My legs dangled over the edge of cliff, swinging back and forth, not unlike a child’s would on a swing. And the joy – the pure, untainted joy, mined from nothing artificial like a screen or the dopamine rush of a “like” or “favorite” but the raw, breathtaking world around me – rushed up from somewhere deep inside my stomach so swift and fast that it culminated in a fit of giggles I just couldn’t stop.
Even the food we were eating – a cold, plain bagel, with Skippy Extra Crunchy Peanut Butter spread copiously on top – wasn’t much different from what I’d eat for lunch as a kid.
And so we sat, Delaney Knudsen and I, two kids on top of the world, freezing, wind biting the tops of our ears and fingers and noses, eating extra crunchy peanut butter on a plain bagel, feet dangling over the edge of a cliff thousands of feet in the air, incomprehensibly giddy.
Delaney had told me about Yosemite. No, not just told. Raved. Gushed. Fawned.
“My favorite place in the world,” she had said, so many times it became my unofficial tagline for the park. It’s difficult for a place to live up to hype like that.
Yosemite isn’t like other places.
Delaney has always told me that pictures just can’t do it justice. Can’t even come close. And indeed, the pictures are stunning. I can now testify they do not even come close.
I can’t imagine the words of this page will, either. I’m going to try anyway.
I’d never been to Yosemite before this past weekend. I’d never seen a waterfall. Which means I had surely never seen a waterfall at night, never watched its majestic violence, slamming into rocks before flinging itself into the air, rushing down a mountain face so fast and smooth it looks like smoke going in the reverse direction, unfurling down rather than up, the mountain constantly exhaling an impossibly long drag.
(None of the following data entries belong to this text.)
PR #486, opened 2016-05-16
Improved argv/environment options

jameswestnz:
**Note:** PR has evolved. Please read thread for further detail.

@gr2m: Wasn't as easy as removing the mapping unfortunately... The `_.mapKeys` there to pass the argv options to `rc` so `rc` _doesn't_ have to do the work. Removing this function made the argv code somewhat unneeded, and also broke any situations that may have expected hyphenated options (such as log level) to not work, as they're converted to camel case there too.

Instead, I thought it's still be best for us to support enabling or disabling plugins from argv. This PR parses the argv options prior to being processed and merged with `rc` options, convering all dot-string options to objects/arrays. As an example:

`--no-plugins` becomes `plugins: false`;
`--plugins[0]="pluginname"` becomes `plugins: [ 'pluginname' ]`;
`--plugins[0].name="pluginname"` becomes `plugins: [ { name: 'pluginname' } ]`;

**The purpose of this PR is to simply "restore" `rc`'s default ability to parse argv dot options.** There may be a better way, so opening up for discussion.

**Note:** Argv options are not merged, so any plugins enabled in your rc files would be disabled but passing `--plugins` at present.


gr2m:
Thanks @jameswestnz. One thing I’m not sure about is whether `--plugins[0]="pluginname"` is a good idea. I think it’s nice to have `--no-plugins` to temporarily disable all plugins, but to pass configurations we should rather have something like `--plugins.pluginname.foo=bar` or similar. For example [optimist supports a dot notation](https://github.com/substack/node-optimist#dot-notation). 

I know that makes things a bit complicated to implement, as the structure of the configuration in package.json diverges from the cli / env arguments, but that’s what we do here at Hoodie :) We come up with the best possible user experience first, and then make it work backwards. 

What do you think?

jameswestnz:
Forgot to mention that '--plugins.pluginname.foo=bar' does work, however the resulting 'plugin' option is an object rather than an array - so I'll either need to convert, or go with 'plugins' being an object. Either way isn't a major change.

I was considering an alternate argv, but was keen too not change too much if not required. I was looking at moving to minimist as 'rc' uses it... So we've got a few options

gr2m:
> Forgot to mention that '--plugins.pluginname.foo=bar' does work, however the resulting 'plugin' option is an object rather than an array - so I'll either need to convert, or go with 'plugins' being an object. Either way isn't a major change.

Maybe we can convert the array of `options.plugins` from `package.json` into an object, e.g. `['plugin1', {name: 'plugin2', options: {foo: 'bar'}}` into `{plugin1: true, plugin2: {foo: bar}`

I can imagine that most of the times plugin will not require custom options and we would just end up with an array of names in `package.json` which is very concise. But internally we would have an object to easily access its setting, or to overwrite / set plugin options via `rc`

jameswestnz:
@gr2m have developed this a bit further.

The original "want" was to have the ability to provide `--plugins.name.option.secret "secret here"` on `npm start`, allowing the user to define which plugins are loaded, or setting their environment information.

This evolved somewhat, as `nopt` didn't support dot notation, and `rc` did. Seemed silly to not take advantage of this, and figured it was an opportunity to consider the best way to load environment variables. Keep in mind this PR is not trying to solve app-level options, which _should_ be defined in `package.json` - this is specifically environmental options. Think API keys are a good example.

The outcome was to change from `nopt` to `yargs`. Reasons:
- `yargs` support dot notation
- help, version, and requirements are for the most part built in - no more `readme.txt` for `npm start --help`
- `yargs` has a bunch of ways to define defaults, whether from a `package.json`, passed object, or a custom function.
- It still supports our camelCase naming convention in the docs, so no need to change any deeper files

**What does this PR give us?**
- easier help file for cli
- dot notation for cli args
- ability to override deep options from rc file

jameswestnz:
Example: `--plugins.first false --plugins.second.options.secret 123456` disables plugin named "first", and sets an option for plugin "second"

bin/start.js
```diff
@@ -43,50 +41,66 @@ if (semver.lt(process.versions.node, '4.0.0')) {
...
+    default: true
+  },
+  data: {
+    type: 'string',
+    default: path.join(process.cwd(), '.hoodie'),
+    normalize: true
+  },
+  'db-url': {
+    type: 'string',
+    default: null
```
gr2m: is default required? Or can we leave it out? I think if we leave out `defualt:` it gets no listed in `--help`, but we can do `default: undefined`

bin/start.js
```diff
@@ -43,50 +41,66 @@ if (semver.lt(process.versions.node, '4.0.0')) {
...
+    type: 'number',
+    default: 6004
+  },
+  'bind-address': {
+    type: 'string',
+    default: '0.0.0.0'
+  },
+  public: {
+    type: 'string',
+    default: path.join(process.cwd(), 'public'),
```
gr2m: would be nice if we could show the relative path here `./public` instead of sth like `/Users/gregor/Projects/my-app/.hoodie`

jameswestnz: Is this in regard to how it shows in `--help`? Agreed, I'll take a look.

gr2m:
Great work! Besides the minor comments, I’m not sure about `--plugins`. I don’t think you should be able to enable/disable plugins per CLI. It’s not a setting that would differentiate in development and production, it’s app-specific. Whether a plugin shall be loaded or not should be exclusively configured in `package.json` I think.

But what we should be able to do is to override plugin-specif options. So if my plugin "pommes" has an option "secret", I’d like to be able to set it "123" via

```
CLI: --plugins.pommes.secret 123
ENV: hoodie_plugins__pomes__secret=123
.hoodierc: { plugins: { pommes: {secret: 123 } } }
```

does that makes sense?

jameswestnz:
@gr2m I actually agree about disabling plugins - it was an unintended feature really, as passing `--plugins.name false` would mean we no longer have info to parse for that plugin. So I guess it's not something we'd document as it'd be confusing, but trying to develop that "feature" out may not provide any benefit?

gr2m:
yeah I don’t mind to allow for `--plugins.name false` if it’s making the implementation simpler, but I wouldn’t document it :)

jameswestnz:
I can confirm that the following works:

```
CLI: --plugins.pommes.secret 123
ENV: hoodie_plugins__pomes__secret=123
.hoodierc: { plugins: { pommes: {secret: 123 } } }
```

bin/start.js
```diff
@@ -97,11 +110,15 @@ if (argv.version) {
...
-}))
+})
+.alias('v', 'version')
+.env('hoodie')
+.epilogue('Options can also be specified as environment variables (prefixed with "hoodie_") or inside a ".hoodierc" file (json or ini).')
+.wrap(Math.min(150, yargs.terminalWidth()))
+.argv
+
+// merge with rc config
+_.defaultsDeep(options, _.omit(rc('hoodie', {}, null), ['config', 'configs']))
```
gr2m: can you explain the `_.omit` call here? Where would `.config` or `.configs` come from?

jameswestnz: they're generated by `rc` - used as a means of knowing where the compiled options came from, however I think retaining these in the options will become misleading to users.

gr2m: agree. Could you add a comment about them? That they are coming from `rc`?

bin/start.js
```diff
@@ -43,50 +40,66 @@ if (semver.lt(process.versions.node, '4.0.0')) {
...
+    type: 'number',
+    default: 6004
+  },
+  'bind-address': {
+    type: 'string',
+    default: '0.0.0.0'
+  },
+  public: {
+    type: 'string',
+    default: undefined,
```
gr2m: I think it would be good to say that default values for `--public` and `--data` are `./public` and `./.hoodie` respectively. We could also add descriptions to them, as well as `--in-memory` and `--db-url`, see https://github.com/hoodiehq/hoodie#usage.

Sorry that I only bring this up now

gr2m:
okay last comment https://github.com/hoodiehq/hoodie/pull/486#discussion_r63503009 – then :shipit:

bin/start.js
jameswestnz: No worries, I agree! Have modified, so these should be all good now.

The hues and depths of color of the falls reflecting the moon and stars were so vibrant they seemed original editions – never seen before, never to be seen again. In a way, that’s true. The river will never be frozen in the exact same spots, and the moon never that exact size and place in the sky, so as to reflect a shade of white I never knew existed.
I never even realized there were shades of white. You might not either until you sit on a rock a mile and a half or so below Yosemite Falls, watching the moon reflect off a waterfall that is thousands of feet long. There’s cream-white and sugar-white, snow-white and the white you see on the tips of flames. There’s the blinding white we see when we open our doors for the first time and the cookies-and-cream white we see in ice cream and dirty snow.
And then there’s an incandescent, almost glow in the dark white, made exclusively by a waterfall on a clear night, lit by moon and stars so bright that it actually cast a shadow and illuminated, in some parts, our walk home.
There’s Yosemite White.
Perhaps you think this hyperbolic. I’d expect that means you’ve never been. And it’s funny, what happens when you’re there: For stretches, you feel as if you might be the only two people in the world. Not in the dystopian, “I am Legend” sort of way, but as if you’re just in a different world, one of a different time and place.
On our trek up to Vernal Falls, Delaney said it felt as if we were in the Roman era, walking upon those cobblestone steps, which were cracked in places, slick from the mist of the falls, brilliantly green earth crawling over them. I mentioned that I felt like we were transplanted in a world of Greek mythology, as if Zeus himself had carved out those steps, as if he, Poseidon, Hades, Apollo, Ares, Athena, Hermes and the crew were deliberating together just beyond the falls.
And then you get to the top, and you look down, and you realize that, in spite of the beauty of that spot – and indeed it is beautiful – in spite of just how high you are, they wouldn’t settle for Vernal Falls. No, they’d be another mile or so up, at Nevada Falls, a site of even more incomprehensible beauty, with an even steeper drop off and – is it possible? – a better view. So you begin climbing again, ignoring the gates that claim the trail is closed, and up up up you go. And then you get to Nevada Falls, and – God, how is this possible? – it’s even prettier than you thought. And you sit down, break out the bagels and peanut butter, look over the falls, and you let the laughter tumble up as uncontrollably as the water is tumbling down. Neither of you say a word, because sometimes words don’t really need to be said.
Sometimes words just don’t do a place justice.